▶ PROBLEM STATEMENT
Output the records again verbatim.

Saved entries:
===============
PR #1499, opened 2023-09-05
Added some JS doc for time zones

ptandler:
Had to look at the sources to get an idea of what the IANA zones and the UTC zones are really doing. Maybe this helps.


ptandler:
@icambron I added some documentation that I was missing when working with Luxon. Might be helpful for others as well.

I just amended the commit such that it uses my github email address and the CLA check now succeeded.

icambron:
Thanks!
===============
▶ SOLUTION BELOW
PR #1499, opened 2023-09-05
Added some JS doc for time zones

ptandler:
Had to look at the sources to get an idea of what the IANA zones and the UTC zones are really doing. Maybe this helps.


ptandler:
@icambron I added some documentation that I was missing when working with Luxon. Might be helpful for others as well.

I just amended the commit such that it uses my github email address and the CLA check now succeeded.

icambron:
Thanks!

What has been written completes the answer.